TRY IT: Below are records; copy every line in them that holds the word "approved".

[Dataset entries]
Issue #3370, opened 2022-08-31
[ENH] Migrate from `sphinx-panels` to `sphinx-design`


achieveordie:
**Is your feature request related to a problem? Please describe.**
Currently, we're using `sphinx-panel` as an [extension](https://github.com/alan-turing-institute/sktime/blob/3c56f535dc1d060c0053ab6c7f1a1a7199133539/docs/source/conf.py#L51) to build documentation. However, in the current state, `sphinx-panel` is not being actively [maintained](https://github.com/executablebooks/sphinx-design/issues/51) and they suggest using [`sphinx-design`](https://github.com/executablebooks/sphinx-design) instead.

**Describe the solution you'd like**
There is a migration [guide](https://sphinx-design.readthedocs.io/en/latest/get_started.html#migrating-from-sphinx-panels) which can be followed. Changes involve replacing `panel`, `link-button` etc. directives with their updated versions. It might not be as simple as refactoring the names since there seem to be some differences in their formatting as well.

miraep8:
Is this issue now close-able?

fkiraly:
Yes, the PR https://github.com/sktime/sktime/pull/3575 was merged, so this is resolved.

PR #3575, opened 2022-10-12
[DOC] Replace `sphinx-panels` with `sphinx-design`

MatthewMiddlehurst:
Replaces the `sphinx-panels` dependency with `sphinx-design` #3370.

The cards/panels are slightly smaller than before, and the button colour has changed since the default grey bugged out on darkmode for me with the new package.

### DIFF
--- a/docs/source/index.rst
+++ b/docs/source/index.rst
@@ -4,7 +4,7 @@
 Welcome to sktime
 =================
 
-  A unified framework for machine learning with time series. :)
+  A unified framework for machine learning with time series.
 
 
 Mission
--- a/docs/source/index.rst
+++ b/docs/source/index.rst
@@ -4,7 +4,7 @@
 Welcome to sktime
 =================
 
-  A unified framework for machine learning with time series
+  A unified framework for machine learning with time series. :)
 
 
 Mission
--- a/docs/source/index.rst
+++ b/docs/source/index.rst
@@ -47,103 +47,131 @@ Contents
    developers
    about
 
-.. panels::
-    :card: + intro-card text-center
+.. grid:: 1 2 2 2
+    :gutter: 3
 
-    ---
+    .. grid-item-card::
+        :text-align: center
 
-    Get Started
-    ^^^^^^^^^^^
+        Get Started
 
-    Get started using ``sktime`` quickly.
+        ^^^
 
-    +++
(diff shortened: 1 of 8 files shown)


TonyBagnall (approved):

fkiraly (changes requested):
Why is this needed? What does it improve?

MatthewMiddlehurst:
See #3370. You gave it a thumbs up, so I assumed you agreed with the change.

RNKuhns:
@MatthewMiddlehurst I'll give this a review in the next day.

@fkiraly the `sphinx-panels` package that has been used in the `sktime` documentation is no longer maintained. `sphinx-design` provides similar functionality and is suggested as an alternative by [sphinx-panels](https://sphinx-panels.readthedocs.io/en/latest/index.html). Plus `sphinx-design` looks nice (IMHO).

fkiraly:
ah yes, I remember, thanks. Was confused by the PR text which said something about panels being smaller, which struck me odd as a reason for a change, but you have to follow the link to #3370. Please consider this unblocked (but not approved)

fkiraly:
any chance to get this working using `sphinx-design`?
https://github.com/sktime/sktime/pull/3211

Using `sphinx-panels`, it was impossible to get two buttons on a panel and have both work.

achieveordie:
LGTM

MatthewMiddlehurst:
@RNKuhns do you still intend to review this? Not rushing you to do so if you are.

docs/source/index.rst
```diff
@@ -47,103 +47,131 @@ Contents
...
-    User Guide
-    ^^^^^
+            Get Started
 
-    Find user documentation.
+    .. grid-item-card::
+        :text-align: center
 
-    +++
+        User Guide
```
RNKuhns, line 74: This is really pointing to the broader category of "User Documentation". Could consider changing these labels to "User Documentation" from "User Guide". But this PR does successfully convert to sphinx-design and retain the original label.

RNKuhns (approved):
@MatthewMiddlehurst this looks good to me and the new buttons point to the same places as the old buttons. I think we should be able to merge this.

I did make one comment on the label for the "User Guide" on the index. It is really pointing to the "User Documentation". But you maintained the prior label, so maybe we shouldn't change that as part of this PR.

PROBLEM SOLUTION:
TonyBagnall (approved):
ah yes, I remember, thanks. Was confused by the PR text which said something about panels being smaller, which struck me odd as a reason for a change, but you have to follow the link to #3370. Please consider this unblocked (but not approved)
RNKuhns (approved):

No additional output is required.